Breakup violence: Resources for teens and parents

Breakup violence among teens is a crime that has no zip code -- and it's a crime many parents may not be aware of

Breakup violence among teens is a crime that has no zip code. It's urban, suburban, and rural. A relationship ends and what happens is an emotional surge of uncontrollable anger. It can be verbal or physical and sometimes, as in the case of Wayland, Mass., teen Lauren Astley, it can end in death.

The statistics are startling. Researchers estimate that one in three young adults between the ages of 14 and 20 has experienced some form of dating violence. "Of teenagers who are in abusive relationships, 3 percent will tell an authority figure, 6 percent will tell a family member, but 75 percent will tell a friend - that's why we focus on kids," former Middlesex County, Mass., District Attorney Gerry Leone tells "48 Hours".

WHERE TO CALL FOR HELP

National Teen Dating Abuse Helpline: 1-866-331-9474

National Domestic Violence Hotline: 1-800-799-SAFE (7233) | 1-800-787-3224 [TTY]

National Sexual Assault Hotline: 1-800-656-HOPE (4673)

Teen advocates and awareness

All through Massachusetts, teenagers are working to bringing awareness to the growing problem of dating and breakup violence. Students participating in Lincoln Sudbury High School's Mentors in Violence Prevention program give a dramatic presentation to fellow students about the warning signs of dating abuse and breakup violence. Students with Boston's Start Strong program aim to promote healthy relationships and prevent teen dating violence and Shawsheen Regional Technical High School's dating awareness club meets weekly to discuss how to educate classmates about the dangers of dating abuse. Watch the video above and below to hear from the students.

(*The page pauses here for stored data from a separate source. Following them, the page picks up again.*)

PR #485, opened 2019-08-20
IMP: Metadata constructor now strips whitespace

### LINKED ISSUE #478: Allow Metadata constructor(s) to optionally strip whitespace
**Improvement Description**
A kwarg in the various Metadata constructors to strip whitespace in all columns could be really convenient for transformers et al.

**Current Behavior**
Whitespace is not stripped.

**Proposed Behavior**
If some kwarg (say, `strip_whitespace`) was True, the MD constructor would strip whitespace.

**Questions**
1. This could also just be the default behavior, right? Am I missing something here?

Oddant1:
Closes #478. Strips all white space from all pieces of the Metadata

### DIFF
--- a/qiime2/metadata/metadata.py
+++ b/qiime2/metadata/metadata.py
@@ -156,11 +156,6 @@ class _MetadataBase:
                     "Detected empty metadata %s. %ss must consist of at least "
                     "one character." % (label, label))
 
-            if value != value.strip():
-                raise ValueError(
-                    "Detected metadata %s with leading or trailing "
-                    "whitespace characters: %r" % (label, value))
-
             if axis == 'id' and value.startswith('#'):
                 raise ValueError(
                     "Detected metadata %s that begins with a pound sign "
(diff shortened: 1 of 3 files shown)


qiime2/metadata/metadata.py
```diff
@@ -877,7 +876,11 @@ def __init__(self, series):
                 "%s %r does not support a pandas.Series object with dtype %s" %
                 (self.__class__.__name__, series.name, series.dtype))
 
+        series.index = series.index.str.strip()
+        series.name = series.name.strip()
         self._series = self._normalize_(series)
+        if isinstance(self, CategoricalMetadataColumn):
```
ebolyen: This particular check would be unnecessary if the below branch was a part of `_normalize_` as method dispatch solves the "who" we are problem.

qiime2/metadata/metadata.py
```diff
@@ -361,11 +356,15 @@ def __init__(self, dataframe):
 
         super().__init__(dataframe.index)
 
+        self._validate_index(dataframe.columns, axis='column')
+        dataframe.index = dataframe.index.str.strip()
```
ebolyen: This actually mutates the input, which is usually something to avoid. If you look inside `_normalize_dataframe` you'll see it creates a copy to avoid changing the input.

qiime2/metadata/metadata.py
```diff
@@ -877,7 +876,11 @@ def __init__(self, series):
                 "%s %r does not support a pandas.Series object with dtype %s" %
                 (self.__class__.__name__, series.name, series.dtype))
 
+        series.index = series.index.str.strip()
+        series.name = series.name.strip()
```
ebolyen: Same situation here re: mutation.

Oddant1:
@ebolyen damn, I committed the cardinal sin of mutating things I shouldn't be where I shouldn't be :laughing:

qiime2/metadata/metadata.py
Oddant1: But we want to normalize the `series` prior to stripping don't we? I've been poking at it, and unless I'm missing something this isn't really doable in `_normalize_` given its current implementation with the inner function and all

Oddant1: Wait I've had an epiphany and realized I am dumb, nevermind.

Oddant1:
Looks good to me

PR #489, opened 2019-08-23
IMP: convert MetadataColumn to Metadata

### LINKED ISSUE #487: allow `MetadataColumn` to convert to `Metadata`
**Improvement Description**
Add a method to `MetadataColumn` to convert to `Metadata`.

**Current Behavior**
There is no direct conversion, so need to use `Metadata(column.to_dataframe())`

**Proposed Behavior**
Either add a method to convert to Metadata, or alternatively MetadataColumn should be substitutable for Metadata in all cases.

**References**
For an example use case, see discussion here: https://github.com/qiime2/q2-sample-classifier/pull/168#discussion_r316852560

Oddant1:
Closes #487 Adds a method to convert `MetadataColumns` to `Metadata`

### DIFF
--- a/qiime2/metadata/metadata.py
+++ b/qiime2/metadata/metadata.py
@@ -994,6 +994,16 @@ class MetadataColumn(_MetadataBase, metaclass=abc.ABCMeta):
         """
         return self._series.to_frame()
 
+    def to_metadata(self):
+        """Create a metadata object from the metadata column
+
+        Returns
+        -------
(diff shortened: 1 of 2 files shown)


lizgehret:
How do we want to handle this one and [#464] @ebolyen?

ebolyen:
Closing as stale. This should be updated someday to handle `missing_schemes` and `_artifacts`.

Expert weighs in on teen dating and breakup violence

Boston Public Health Commission Executive Director Barbara Ferrer talks to "48 Hours" about what parents need to know about teen dating abuse, the impact of social media, and the importance of healthy dating relationships. Social media has "added a level of stress that, we, as adults, haven't had to deal with and we really need to make sure that young people understand that and set boundaries around their digital lives," said Ferrer.

The warning signs

According to Love is Respect.org, dating abuse is a pattern of destructive behaviors used to exert power and control over a dating partner. It can be hard to tell when a behavior crosses the line from healthy to unhealthy or even abusive. Here are some things to be aware of:

Teens and technology:

Social media adds enormous pressure -- the digital footprint that every young person lives with makes breaking up harder, sometimes humiliating. It's a recipe for disaster. "... the loss, the breakup, it's tweeted ... it's texted about. It's Facebook-ed," Leone said. "Everybody's electronically communicating about it. And what it tends to do is exacerbate the entirety of the situation.

Teen survivor helping others

Brittny Henderson of Burlington Wis., came face-to face with dating abuse her freshmen year in high school. "It all happened so slowly," Brittny explained of the increasingly aggressive and controlling behavior her once goofy, fun boyfriend started exhibiting. Brittny's father stepped in and ended the relationship for her. She now volunteers at the National Teen Dating Abuse Helpline. "Once you're involved in it, it sucks you in. Anyone can fall victim to abuse."

Resources on the web:

Love is Respect is a joint project between the National Dating Abuse Helpline and Break the Cycle to provide resources for teens, parents, friends and family, peer advocates, government officials, law enforcement officials and the general public. All communication is confidential and anonymous.

BreaktheCycle.org engages, educates, and empowers youth to build lives and communities free from domestic and dating violence.

National Center for Victims of Crime is the nation's leading resource and advocacy organization for crime victims.

The Date Safe Project is committed to being the nation's leading organization for teaching how "asking first" makes all the difference in creating safer intimacy and in decreasing occurrences of sexual assault.

Futures Without Violence has led the way and set the pace for ground-breaking education programs, national policy development, professional training programs, and public actions designed to end violence against women, children and families around the world.

ChooseRespect.com focuses on preventing dating abuse by educating 11- 14-year-olds about healthy relationships.

The Lauren Dunne Astley Memorial Fund was created by her parents. It's mission is to promote dynamic educational programs, particularly those in the areas of the development of healthy teen relationships, the arts and community service.

Created from tragedy, Dating Abuse Stops Here, or DASH, was created to inspire and inform a community. The site offers fact sheets, information, and resources about teen dating abuse to help teens, their parents and friends understand more about this growing problem.

That's Not Cool addresses ways teens can work against dating abuse in their everyday actions.

The National Online Resource Center on Violence Against Women is a comprehensive and easily accessible online collection of full-text, searchable materials and resources on domestic violence, sexual violence and related issues.

WomensLaw.org provides easy-to-understand legal information to women living with or escaping domestic violence.

OnWatchCampus is a mobile app designed to help keep students on college campuses safe by giving them the tools to plan and inform the people they trust when they need help.